The image on the Shroud could not have been made by contact with the body for a few reasons. Firstly, there are areas on the image that would not be visible if the image formation resulted solely from contact. In other words, there had to be some kind of vertical projection from the body in order to create the image in these places, whether we want to say gas, radiation, light, etc. Furthermore, “thermography proved that the emittance of the image was the same in all areas. The entire image formed by the same mechanism. Spectra and photography confirmed this observation.”[22]

Secondly, as I had previously mentioned the Shroud when analyzed by a VP-8 image analyzer comes up as a 3-Dimensional image, meaning it maps the distance of the Shroud from the body.[23] This would not be the case if the image was formed by contact since all areas of the body would have to be on an equal plane, and thus the VP-8 analyzer would have showed it as all being level instead of 3-Dimensional. However, for the image to have been 3-Dimensional in the first place there had to be space between the Shroud and the body as that is how a 3-Dimensional image is made in such a case as this.[24] This is because of the aforementioned reasons – if the cloth had been touching the skin directly then any place where the cloth was touching would be equal in distance to another area in which the cloth was touching. For example, if the cloth was touching Christ's nose at two points, they would be at the same level in a 3-Dimensional image. However, this is not found to be the case. The implication then is that somehow the cloth wasn't touching Christ's body during the image formation process.
I've derailed a bit from my initial point which is that if the body had been buried somewhere other than the empty tomb and wasn't a reburial, then the image must have been formed by contact since this seems to be the only naturalistic explanation. However, we know the image wasn't formed by contact. Hence, the theory is inadequate.

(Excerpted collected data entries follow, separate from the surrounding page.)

PR #1438, opened 2019-01-04
Add counters to task inventories dropdown [SCI-2776]

okriuchykhin:
https://biosistemika.atlassian.net/browse/SCI-2776


okriuchykhin:
Made changes to make dropdown work even when server is down

PR #1446, opened 2019-01-11
Remove test folder

Ducz0r:
Remove the test folder (apart from mailer) & update addon generator.

This PR should be checked a bit, I've simply `git rm`-ed the folder contents. Hopefully we don't have any dependencies on the `test` code, but one can never be sure. Most of these folders, however, haven't been touched in last 2 years.


Ducz0r:
That's actually a good catch, this file is only used as a template, and since I removed the code that copies it, it can go out!

Issue #2115, opened 2024-07-30
[MAINTENANCE] Remove and exchange duplicate test for privileged containers


horecoli:
In the current version of the testsuite, there are 2 tests for privileged containers. They are:

- The "in-house" implementation (privileged) which allows for the exclusion of certain containers from the test.
- The Kubescape solution (privileged_containers) which lacks this functionality to exclude containers from the test.

Since privileged_containers is an essential test, it would be better to replace it with the privileged test, which fulfills the requirements including container exclusion. The best solution would be to swap the names of these two tests and remove the Kubescape implementation, at least until container exclusion functionality is implemented in the Kubescape repository.

PR #2119, opened 2024-07-31
Removal and exchange duplicate test for privileged containers

horecoli:
## Description
This change removes the Kubescape implementation of test for privileged containers. The reason behind this decision is the absence of functionality to exclude containers from the test. Instead, it has been replaced with an in-house implementation of this test, which has been renamed from "privileged" to "privileged_containers".

## Issues:
Refs: #2115

## How has this been tested:
 - [ ] Verified all A/C passes
     * [ ] develop
     * [ ] master
     * [ ] tag/other branch
 - [ ] Test environment
    * [ ] New Packet K8s cluster
    * [ ] Kind cluster
 - [ ] Have not tested

## Types of changes:
 - [ ] Documentation update

## Checklist:
**Documentation**
- [x] No updates required.

**Code Review**

**Issue**


spec/workload/security_spec.cr
```diff
@@ -4,35 +4,35 @@ require "../../src/tasks/utils/utils.cr"
...
 
-  it "'privileged' should pass with a non-privileged cnf", tags: ["privileged"]  do
+  it "'privileged_containers' should pass with a non-privileged cnf", tags: ["privileged"]  do
     begin
       result = ShellCmd.run_testsuite("cnf_setup cnf-config=sample-cnfs/sample-statefulset-cnf/cnf-testsuite.yml")
       Log.debug { result[:output] }
-      result = ShellCmd.run_testsuite("privileged verbose")
+      result = ShellCmd.run_testsuite("privileged_containers verbose")
       result[:status].success?.should be_true
       (/Found.*privileged containers.*coredns/ =~ result[:output]).should be_nil
```
kosstennbl, line 13: This output check doesn't seem right when comparing to test outputs, the test will always pass.

spec/workload/security_spec.cr
```diff
@@ -4,35 +4,35 @@ require "../../src/tasks/utils/utils.cr"
 
 describe "Security" do
 
-  it "'privileged' should pass with a non-privileged cnf", tags: ["privileged"]  do
+  it "'privileged_containers' should pass with a non-privileged cnf", tags: ["privileged"]  do
```
kosstennbl, line 7: Maybe tag could be changed to privileged_containers? And same would be used for privilege escalation tests.

kosstennbl (changes requested):
TEST_DOCUMENTATION.yml requires a small change.
utils_spec.cr:181-183, seems that prefix is also needed to be changed.

spec/workload/security_spec.cr
horecoli: no, I don't think so, it was same also before without changing tag. Tag is probably used for all privileged tests including escalation.

spec/workload/security_spec.cr
horecoli: I am not sure what you mean, I didn't change anything related to output, I just renamed test during its execution.

.github/workflows/actions.yml
```diff
@@ -402,7 +402,7 @@ jobs:
         ./cnf-testsuite setup
         wget -O cnf-testsuite.yml https://raw.githubusercontent.com/cnti-testcatalog/testsuite/main/example-cnfs/coredns/cnf-testsuite.yml
         ./cnf-testsuite cnf_setup cnf-config=./cnf-testsuite.yml
-        LOG_LEVEL=info ./cnf-testsuite all ~compatibility ~resilience ~reasonable_startup_time ~reasonable_image_size ~platform ~privileged ~increase_capacity ~decrease_capacity ~install_script_helm ~helm_chart_valid ~helm_chart_published verbose
+        LOG_LEVEL=info ./cnf-testsuite all ~compatibility ~resilience ~reasonable_startup_time ~reasonable_image_size ~platform ~privileges ~increase_capacity ~decrease_capacity ~install_script_helm ~helm_chart_valid ~helm_chart_published verbose
```
kosstennbl, line 405: I think task names are used there, not spec tags. Should be ~privileged_containers

.github/workflows/actions.yml
```diff
@@ -477,7 +477,7 @@ jobs:
         ./cnf-testsuite setup
         wget -O cnf-testsuite.yml https://raw.githubusercontent.com/cnti-testcatalog/testsuite/main/example-cnfs/coredns/cnf-testsuite.yml
         ./cnf-testsuite cnf_setup cnf-config=./cnf-testsuite.yml
-        LOG_LEVEL=info ./cnf-testsuite all ~resilience ~compatibility ~pod_network_latency ~platform ~privileged ~increase_capacity ~decrease_capacity ~ip_addresses ~liveness ~readiness ~rolling_update ~rolling_downgrade ~rolling_version_change ~nodeport_not_used ~hostport_not_used ~hardcoded_ip_addresses_in_k8s_runtime_configuration ~install_script_helm ~helm_chart_valid ~helm_chart_published ~rollback ~secrets_used ~immutable_configmap verbose
+        LOG_LEVEL=info ./cnf-testsuite all ~resilience ~compatibility ~pod_network_latency ~platform ~privileges ~increase_capacity ~decrease_capacity ~ip_addresses ~liveness ~readiness ~rolling_update ~rolling_downgrade ~rolling_version_change ~nodeport_not_used ~hostport_not_used ~hardcoded_ip_addresses_in_k8s_runtime_configuration ~install_script_helm ~helm_chart_valid ~helm_chart_published ~rollback ~secrets_used ~immutable_configmap verbose
```
kosstennbl, line 480: ditto

.github/workflows/actions.yml
horecoli: No, there was just "privileged" before, which was tag  and not a task name, that was the reason why I changed that only in last commit when I changed tag.

.github/workflows/actions.yml
horecoli: done

spec/workload/security_spec.cr
horecoli: but yes, there was issue with regex before, which we didn't know about it. I fixed it in last commit. Thanks.

kosstennbl (approved):
LGTM

martin-mat (approved):
lgtm

rich-l (approved):
lgtm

Fourth, what if Christ's body had simply rotted away and the Shroud was taken later on. There's a whole bunch of problems with this to begin with, for instance why the Apostles would even bother to think their Savior had risen if they removed the Shroud from His decayed body. However, these reasons are irrelevant when we remember that there are no signs of putrefaction on the Shroud of Turin. The image was made and the body was removed before any signs of liquid decomposition kicked in, which at such a temperature would have been roughly 30 hours.[25]

So far, naturalistic explanations for what happened to Christ's body while forming the image have not fared well. This, of course, isn't even taking into account the Apostle's visions, or their twist in Second Temple Judaic belief: that the Resurrection had already happened to an individual. There is, of course, a theistic explanation.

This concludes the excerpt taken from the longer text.